Accommodation Vision

The process of focusing the eyes at different distances is called accommodation. This is brought about by change in the curvature of the lens.

  • For distant vision, the lens is more flattened.
  • The lens remains stretched by the suspensory ligaments.
  • For near vision, the lens becomes convex and rounded.
  • The ciliary muscles contract and pull the ciliary body forward. This releases the tension of suspensory ligaments, making the lens convex and rounded.

Light and Dark Adaptation

Light Adaptation:

When we pass from a dark area to a brightly lit area, we experience a dazzling effect for a short period. This is called light adaptation.

Dark Adaptation:

When we pass from a brightly lit area to a dark area, we experience difficulty in seeing the objects for a short while. This is called dark adaptation.

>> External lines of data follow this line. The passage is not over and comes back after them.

Issue #804, opened 2018-08-28
Switch to gossipsub


dignifiedquire:

anorth:
@dignifiedquire this old issue predates many of the current contributors' tenure. Could you add some more detail so we can understand the motivation and what's needed?

dignifiedquire:
There are two different implementations of pubsub in libp2p land, one the older one is called floodsub and a newer one called gossipsub. Gossipsub is an improvement over floodsub, but was just being finished when the work on go-filecoin started. This is about switching to it, to get the new benefits. 

More details on gossipsub can be found here: 
- https://github.com/libp2p/specs/tree/master/pubsub/gossipsub
- https://github.com/libp2p/go-libp2p-pubsub/blob/master/gossipsub.go

anorth:
This is blocked on GossipSub exposing some needed functionality (@zenground0 has the details)

PR #3637, opened 2019-11-06
Feat/gossip sub

ZenGround0:
### Motivation
We want to use gossipsub.  We also want to avoid races in the tests.  In the past attempts to integrate to gossipsub led to a race of the form
1) node A comes online
2) node A publishes a message node B needs to hear about
3) node B isn't around to hear it and the message silently drops
4) node B comes online and waits forever
5) node A waits forever on node B

This race has always been around, gossipsub just makes it worse by adding in extra steps to setup a topic mesh during subscription that caused tons of tests to hit the race.

### Proposed changes
We now have gossipsub without races by
1) updating to a new version of gossipsub
2) adding a noop discovery to our pubsub that allows publish to block until a peer exists for it
3) calling publish with an option that forces it to block until there is one other peer subscribing to the topic

This required a slight rethinking of the code that hit Publish: message send and add new block, in order to prevent daemon deadlock

4) add new block just introduces an extra goroutine wrapping publish and logs publish errors instead of propagating them
5) message send also wraps publish in a goroutine.  To help tests and for potentially useful handling down the road I've introduced a third argument from message send, an error channel that will output the result of publish.  All production code ignores the new error channel, maintaining the assumption that you can run `message send` without any peers and add the message to your pool.  The error channel seems like a step in the right direction if we keep the current architecture, though we might want to separate out the 3 different things happening with a send (queue push, pool put, pubsub publish) at a level closer to commands.

Closes issue #3630 #804

### DIFF
--- a/internal/app/go-filecoin/internal/submodule/network_submodule.go
+++ b/internal/app/go-filecoin/internal/submodule/network_submodule.go
@@ -2,6 +2,7 @@ package submodule
 
 import (
 	"context"
+	"time"
 
 	"github.com/filecoin-project/go-filecoin/internal/pkg/block"
 	"github.com/filecoin-project/go-filecoin/internal/pkg/config"
@@ -31,7 +32,8 @@ import (
 	ma "github.com/multiformats/go-multiaddr"
 	"github.com/pkg/errors"
 
-	"github.com/filecoin-project/go-filecoin/internal/pkg/net"
+	"github.com/filecoin-project/go-filecoin/internal/pkg/discovery"
+	"github.com/filecoin-project/go-filecoin/internal/pkg/net"	
 	"github.com/filecoin-project/go-filecoin/internal/pkg/vm/address"
 	"github.com/filecoin-project/go-filecoin/internal/pkg/vm/state"
 )
@@ -111,9 +113,13 @@ func NewNetworkSubmodule(ctx context.Context, config networkConfig, repo network
 	}
 
 	// Set up libp2p network
+	// The gossipsub heartbeat timeout needs to be set sufficiently low
+	// to enable publishing on first connection.  The default of one
+	// second is not acceptable for tests.
+	libp2pps.GossipSubHeartbeatInterval = 100 * time.Millisecond
 	// TODO: PubSub requires strict message signing, disabled for now
 	// reference issue: #3124
-	gsub, err := libp2pps.NewGossipSub(ctx, peerHost, libp2pps.WithMessageSigning(false))
+	gsub, err := libp2pps.NewGossipSub(ctx, peerHost, libp2pps.WithMessageSigning(false), libp2pps.WithDiscovery(&discovery.NoopDiscovery{}))
 	if err != nil {
 		return NetworkSubmodule{}, errors.Wrap(err, "failed to set up network")
 	}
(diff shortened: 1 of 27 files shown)


internal/app/go-filecoin/internal/submodule/network_submodule.go
```diff
@@ -111,9 +113,13 @@ func NewNetworkSubmodule(ctx context.Context, config networkConfig, repo network
 	}
 
 	// Set up libp2p network
+	// The gossipsub heartbeat timeout needs to be set sufficiently low
+	// to enable publishing on first connection.  The default of one
+	// second is not acceptable for tests.
+	libp2pps.GossipSubHeartbeatInterval = 100 * time.Millisecond
```
anorth: This might be too low for real-world use. Could you move it into the config?

internal/pkg/discovery/noop_discovery.go
```diff
@@ -0,0 +1,29 @@
...
+	libp2pdisc "github.com/libp2p/go-libp2p-core/discovery"
+	pstore "github.com/libp2p/go-libp2p-peerstore" // nolint: staticcheck
+)
+
+// NoopDiscovery satisfies the discovery interface without doing anything
+type NoopDiscovery struct{}
+
+// FindPeers returns a dead channel that is always closed
+func (sd *NoopDiscovery) FindPeers(ctx context.Context, ns string, opts ...libp2pdisc.Option) (<-chan pstore.PeerInfo, error) { // nolint: staticcheck
+	stupidCh := make(chan pstore.PeerInfo) // nolint: staticcheck
```
anorth: I don't think it's stupid. `emptyCh`? `closedCh`?

internal/app/go-filecoin/plumbing/api.go
```diff
@@ -270,12 +270,12 @@ func (api *API) Snapshot(ctx context.Context, baseKey block.TipSetKey) (consensu
 // message using the wallet. This call "sends" in the sense that it enqueues the
 // message in the msg pool and broadcasts it to the network; it does not wait for the
 // message to go on chain. Note that no default from address is provided.
-func (api *API) MessageSend(ctx context.Context, from, to address.Address, value types.AttoFIL, gasPrice types.AttoFIL, gasLimit types.GasUnits, method types.MethodID, params ...interface{}) (cid.Cid, error) {
+func (api *API) MessageSend(ctx context.Context, from, to address.Address, value types.AttoFIL, gasPrice types.AttoFIL, gasLimit types.GasUnits, method types.MethodID, params ...interface{}) (cid.Cid, chan error, error) {
```
anorth: Document the error channel's semantics, which I understand to be "receives either nil or an error and is then closed after the message is propagated to pubsub", making it clear that a caller can always rely on receiving from the channel as a signal that the send is done.

internal/app/go-filecoin/node/message_propagate_test.go
```diff
@@ -56,7 +56,7 @@ func TestMessagePropagation(t *testing.T) {
 	connect(t, nodes[0], nodes[1])
 	connect(t, nodes[1], nodes[2])
 	// Wait for network connection notifications to propagate
-	time.Sleep(time.Millisecond * 50)
+	time.Sleep(time.Millisecond * 200)
```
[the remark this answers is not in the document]
ZenGround0: No one likes this less than me but the tools we have from gossipsub don't help us with the race here unless we go into a laborious and kafkaesque setup.  If we can get a "block on topic / subscription until there are peers on the mesh" call from pubsub we could use it here.

Issue #3568, opened 2019-10-17
Fix MessageReceipt exit code and gas value


anorth:
### Description
The receipt structure should look like this.

```
type MessageReceipt struct {
    ExitCode       uint8
    ReturnValue  []byte
    GasUsed      GasUnits
}
```

We need to drop the unnecessary nested array, and change the gas to be the number of gas units, rather than the product of units and price.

Common Defects of the Eyes

Myopia (Short-sightedness):

  • Near objects are seen clearly, but distant objects appear blurred.
  • The lens is too curved.
  • Myopia is corrected by suitable concave lens

Hyperopia (Hypermetropia/long-sightedness):

  • Difficulty in seeing nearer objects.
  • The lens is too flat.

Astigmatism:

  • Some parts of the object are seen in focus, while others appear blurred.

Presbyopia:

  • Observed in older people. Near objects cannot be seen clearly.

Cataract:

  • The lens turns opaque and the vision is reduced.

Colour blindness:

Colour blind people cannot distinguish between certain colours such as red and green.

Night blindness:

  • Difficulty in seeing in dim light.
  • Due to non-formation of rhodopsin in rod cells.

Squint:

  • The eyes converge leading to cross eyes.

Corneal opacities:

  • The cornea of patients gets scarred and turns opaque and non-functional
  • Can cause minor irritation, vision problems and even blindness.

Stereoscopic Vision

Humans, monkeys and apes can perceive depth or the relative distance of objects. This is due to simultaneous focusing of an object in both eyes. The images of both eyes are overlapping and give a 3-dimensional effect.

After-images

When one looks at a brightly coloured object and then looks at a dark surface, an image of the object in the same colour will persist. This is known as persistence image or after-image.


The Ear ~ sense organs

The human ear has the three following main divisions:

  1. Outer Ear
    • Consists of pinna/auricle and auditory canal.
  2. Middle Ear
    • Contains three ear ossicles—malleus (hammer), incus (anvil) and stapes (stirrup)—and the eustachian tube.
    • The eustachian tube connects the cavity of the middle ear with the throat.
  3. Inner Ear
    • Also known as membranous labyrinth.
    • Contains cochlea and the semicircular canals.
    • The cavity of cochlea is divided into three parallel canals. The middle canal consists of the organ of corti which is responsible for hearing.
    • Ends of the semicircular canals widen to form an ampulla.
    • The ampulla contains sensory cells.
    • The short stem joining the bases of semicircular canals to the cochlea is called the vestibule.
    • The vestibule contains two sacs—utriculus and sacculus.

Functions of the Ear

  1. Hearing
    The pinna collects sound waves and conducts them through the external auditory canal. They finally strike
    on the ear drum and the vibration is set.
  2. Body Balance
    • The sensory cells in the semicircular canals are concerned with dynamic equilibrium, i.e. when the body is in motion.
    • The sensory cells in utriculus and sacculus are concerned with static equilibrium, i.e. when the body is stationary.